We often think of fossils as being in some way ancestral relatives, if not of humans, then of some other aspect of nature, parts of some great unfolding story. But for the gorgosaurs, the tyrannosaurs and indeed all the dinosaurs of the Cretaceous period, this simply isn’t true. The most fecund of their matriarchs has left no deeper imprint than a hatchling that died fresh out of its shell. No species alive today can be traced back to any of the dinosaur species except those few from which birds descended.

Fair enough; what everyone knows about dinosaurs is that they became extinct. What is not as well appreciated—but which, for some reason, the peculiar individuality of this one specimen brought home with some force—is this: so did almost everything else. And almost all those extinct species lack descendants. What is more, even in the species which did contribute to life today—those ur-birds, for example—most individuals played no part in ensuring the continuation of their lineage. Most creatures make no contribution to the next generation, let alone to ultimate genetic posterity. From the point of view of the genes of creatures that are alive today, the overwhelming majority of all creatures that have ever lived are totally irrelevant. That dinosaur, dead in her 14th year, is a remarkable oddity in that her life and death can be known; but the rule of issueless irrelevance she represents is so nearly universal that its exceptions are all but miracles.
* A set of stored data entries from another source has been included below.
PR #890, opened 2021-02-07
Allow customisation of location-card badges.

crnjan:
Was using OH 3 before https://github.com/openhab/openhab-webui/pull/771 was merged - at that time blinds badges were displayed on location card(s) when rollershutters were closed (in my case position > 0) - and after fix was merged, really still cannot get used seeing badge when blinds are open (up) :)

So instead of arguing what is better, let's make it configurable so each can decide what suits best.

For example - Living Room, 3 blinds, 2 closed - default configuration:

If we want to see blind's badge when `position > 0` we can write

```
config:
  label: Home Page
locations:
  - component: oh-locations-tab
    config:
      cardOrder:
       ...
      excludedCards: []
    slots:
      gGF_Living:
        - component: oh-location-card
          config:
            badges:
              blinds:
                expression: Number.parseInt(state) > 0          
```

result

We can override icon too

```
        - component: oh-location-card
          config:
            badges:
              blinds:
                expression: Number.parseInt(state) > 0       
                badge:
                  icon: f7:logo_windows
```

Badges can be overridden per card (as above example) or for all cards

```
config:
  label: Home Page
locations:
  - component: oh-locations-tab
    config:
      badges:
        blinds:
          badge:
            icon: f7:logo_windows
          expression: Number.parseInt(state) > 0
```

If both are specified, per-card definition takes precedence.

All badges can be overridden, i.e. both lights&blinds

```
config:
  label: Home Page
locations:
  - component: oh-locations-tab
    config:
      badges:
        blinds:
          expression: Number.parseInt(state) > 0
        lights:
          badge:
            icon: f7:sun_max
```

result

I look forward to any feedback or comments.

### DIFF
--- a/bundles/org.openhab.ui/web/src/components/cards/glance/location/measurement-badge.vue
+++ b/bundles/org.openhab.ui/web/src/components/cards/glance/location/measurement-badge.vue
@@ -73,14 +73,14 @@ export default {
       }
     },
     map () {
-      return this.query.map((item) => this.store[item.name].state).filter((state) => Number.isFinite(Number.parseFloat(state.split(' ')[0])))
+      return this.query.map((item) => this.store[item.name].state).filter((state) => Number.isFinite(Number.parseFloat(state)))
     },
     mapAux () {
-      return this.queryAux.map((item) => this.store[item.name].state).filter((state) => Number.isFinite(Number.parseFloat(state.split(' ')[0])))
+      return this.queryAux.map((item) => this.store[item.name].state).filter((state) => Number.isFinite(Number.parseFloat(state)))
     },
     reduce () {
       const ret = this.map.reduce((avg, state, arr, { length }) => {
-        const value = Number.parseFloat(state.split(' ')[0])
+        const value = Number.parseFloat(state)
         if (Number.isFinite(value)) {
           return avg + value / length
         }
@@ -92,7 +92,7 @@ export default {
     reduceAux () {
       if (this.type !== 'temperature') return undefined
       const ret = this.mapAux.reduce((avg, state, arr, { length }) => {
-        const value = Number.parseFloat(state.split(' ')[0])
+        const value = Number.parseFloat(state)
         if (Number.isFinite(value)) {
           return avg + value / length
         }
--- a/bundles/org.openhab.ui/web/src/components/cards/glance/location/status-badge.vue
+++ b/bundles/org.openhab.ui/web/src/components/cards/glance/location/status-badge.vue
@@ -34,9 +34,10 @@
 
 <script>
 import { findEquipment, allEquipmentPoints, findPoints } from '../glance-helpers'
+import expr from 'expression-eval'
 
 export default {
-  props: ['element', 'type', 'customConfig', 'invertColor', 'store'],
+  props: ['element', 'type', 'badgeOverrides', 'invertColor', 'store'],
   data () {
     return {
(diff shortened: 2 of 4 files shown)


eikowagenknecht:
Just wanted to say I really like this idea. Having all "open" Rollershutters shown makes no sense for me either, but for other types of Blinds I like it, so being able to configure it would indeed be nice.

ghys:
Thanks @crnjan and sorry for the delay.
First about #771 - it seems it was indeed a regression and feels less intuitive for most, so it might be wise to revert it altogether - and adjust the documentation to make it clear that for blinds/rollershutters the icons is shown for those which are _closed_, whereas for doors/windows it's shown for those which are _open_, as this also might be considered less consistent - but as long as it's documented, it's fine.

Part of the reason I sat on this PR is that while we're at it, it could be good to go all the way and add some parameters to also specify not only the "reduce" part but also the "map" part: arrays of equipment classes to consider, with or without subclasses, possibly other criteria too.
This would unlock the ability to maybe offer the ability to add custom badges, not only the hardcoded list of those which already exist - this could be in a `badges` slot of the `oh-location-card`?

I'd be tempted to approve this PR as-is, as it looks good, to be honest, that being said, if we have to change the API afterwards again it's probably best to figure out what we aim to do before introducing new options.
Wdyt?

bundles/org.openhab.ui/web/src/components/cards/glance/location/measurement-badge.vue
```diff
@@ -73,14 +73,14 @@ export default {
       }
     },
     map () {
-      return this.query.map((item) => this.store[item.name].state).filter((state) => Number.isFinite(Number.parseFloat(state.split(' ')[0])))
+      return this.query.map((item) => this.store[item.name].state).filter((state) => Number.isFinite(Number.parseFloat(state)))
```
ghys, line 76: Can you explain why these `.split(' ')|0]` were removed? They seemed to be useful when you had math operations to perform on quantity types (represented as strings with the unit in the API, you you can't perform e.g. averages with them).

crnjan: ```If parseFloat encounters a character other than a plus sign (+), minus sign (- U+002D HYPHEN-MINUS), numeral (0–9), decimal point (.), or exponent (e or E), it returns the value up to that character, ignoring the invalid character and characters following it.```

So IMHO it's not needed ... from https://developer.mozilla.org/en-US/docs/Web/JavaScript/Reference/Global_Objects/parseFloat

```
The following examples all return 3.14:

parseFloat(3.14);
parseFloat('3.14');
parseFloat('  3.14  ');
parseFloat('314e-2');
parseFloat('0.0314E+2');
parseFloat('3.14some non-digit characters');
```

crnjan:
Sorry for delayed responses, I hope I'll find some spare time over the weekend to make some progress, if not before ...

ghys (approved):
Sorry Boris for the long delay. I think your changes are valuable and if we're ever to change the API, as long as we agree on them for the long-term and revisit them, eventually, they're okay to include for now.

cweitkamp:
@crnjan Nice work. May I ask you to add this to the [documentation](https://next.openhab.org/docs/ui/components/oh-list-item.html#badge). That would be really much appreciated. Thanks in advance.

And yet. Look backwards down your own line of descent, and those miracles are all you will see. You are at the end of a chain of life the best part of 4 billion years old, and every link in it has some relevance today, through you. At no point did a tumour, or a broken leg, or a mouth full of sharp teeth bring life to an end anywhere along that chain before some little bit of it had escaped to start the next generation. In a world saturated in death, there is nothing in the past, as it is recorded in your genes, but life.

What you see depends on where you stand.